* _What is being asked_
Report each line of the records where "default" occurs.

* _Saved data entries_
====================

PR #306, opened 2016-11-10
Bootstrap v4 file field

trammel:
Changed the file input helper to match Bootstrap v4's new expected HTML as described http://v4-alpha.getbootstrap.com/components/forms/#file-browser

Also, added support for passing attributes to the span section, so JS can be used to update the prompt text into a filename, as described https://github.com/twbs/bootstrap/issues/19661

PR #439, opened 2018-02-25
Bootstrap v4 file input

mattbrictson:
This is a rebase and redo of #306 by @trammel.

I did the minimum necessary (I think) to generate the appropriate markup [explained in the v4 docs](http://getbootstrap.com/docs/4.0/components/forms/#file-browser).

```html
<div class="form-group">
  <label for="user_misc">Misc</label>
  <div class="custom-file">
    <input class="custom-file-input" id="user_misc" name="user[misc]" type="file" />
    <label class="custom-file-label" for="user_misc">Choose file</label>
  </div>
</div>
```

Note that in Bootstrap v4:

> We hide the default file `<input>` via opacity and instead style the `<label>`.

In other words, the `label.custom-file-label` is styled to look like a text input, and the contents of that label are used for the placeholder text inside that pseudo-text input. The placeholder is "Choose file" by default and can be customized using the `:placeholder` option, if desired.

There might be some edge cases I missed. But, good enough for alpha?

### DIFF
--- a/lib/bootstrap_form/form_builder.rb
+++ b/lib/bootstrap_form/form_builder.rb
@@ -61,9 +61,18 @@ module BootstrapForm
 
     def file_field_with_bootstrap(name, options = {})
       prevent_prepend_and_append!(options)
-      options = options.reverse_merge(control_class: 'form-control-file')
+      options = options.reverse_merge(control_class: "custom-file-input")
       form_group_builder(name, options) do
-        file_field_without_bootstrap(name, options)
+        content_tag(:div, :class => "custom-file") do
+          placeholder = options.delete(:placeholder) || "Choose file"
+          placeholder_opts = { class: "custom-file-label" }
+          placeholder_opts[:for] = options[:id] if acts_like_form_tag
+
+          input = file_field_without_bootstrap(name, options)
+          placeholder_label = label(name, placeholder, placeholder_opts)
+          concat(input)
+          concat(placeholder_label)
+        end
       end
     end
 
--- a/lib/bootstrap_form/form_builder.rb
+++ b/lib/bootstrap_form/form_builder.rb
@@ -63,10 +63,10 @@ module BootstrapForm
       prevent_prepend_and_append!(options)
       options = options.reverse_merge(control_class: "custom-file-input")
       form_group_builder(name, options) do
-        content_tag(:div, :class => "custom-file") do
+        content_tag(:div, class: "custom-file") do
           placeholder = options.delete(:placeholder) || "Choose file"
           placeholder_opts = { class: "custom-file-label" }
-          placeholder_opts[:for] = options[:id] if acts_like_form_tag
+          placeholder_opts[:for] = options[:id] if options[:id].present?
 
           input = file_field_without_bootstrap(name, options)
           placeholder_label = label(name, placeholder, placeholder_opts)
--- a/test/bootstrap_fields_test.rb
+++ b/test/bootstrap_fields_test.rb
@@ -59,7 +59,10 @@ class BootstrapFieldsTest < ActionView::TestCase
     expected = <<-HTML.strip_heredoc
       <div class="form-group">
         <label for="user_misc">Misc</label>
-        <input class="form-control-file" id="user_misc" name="user[misc]" type="file" />
+        <div class="custom-file">
+          <input class="custom-file-input" id="user_misc" name="user[misc]" type="file" />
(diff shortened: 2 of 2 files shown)


mattbrictson:
Here's how it renders in the demo app:

screen shot 2018-02-24 at 4 30 24 pm

lib/bootstrap_form/form_builder.rb
```diff
@@ -61,9 +61,18 @@ def initialize(object_name, object, template, options)
...
     def file_field_with_bootstrap(name, options = {})
       prevent_prepend_and_append!(options)
-      options = options.reverse_merge(control_class: 'form-control-file')
+      options = options.reverse_merge(control_class: "custom-file-input")
       form_group_builder(name, options) do
-        file_field_without_bootstrap(name, options)
+        content_tag(:div, :class => "custom-file") do
+          placeholder = options.delete(:placeholder) || "Choose file"
+          placeholder_opts = { class: "custom-file-label" }
+          placeholder_opts[:for] = options[:id] if acts_like_form_tag
```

====================

* _Result of the exercise_
> We hide the default file `<input>` via opacity and instead style the `<label>`.
In other words, the `label.custom-file-label` is styled to look like a text input, and the contents of that label are used for the placeholder text inside that pseudo-text input. The placeholder is "Choose file" by default and can be customized using the `:placeholder` option, if desired.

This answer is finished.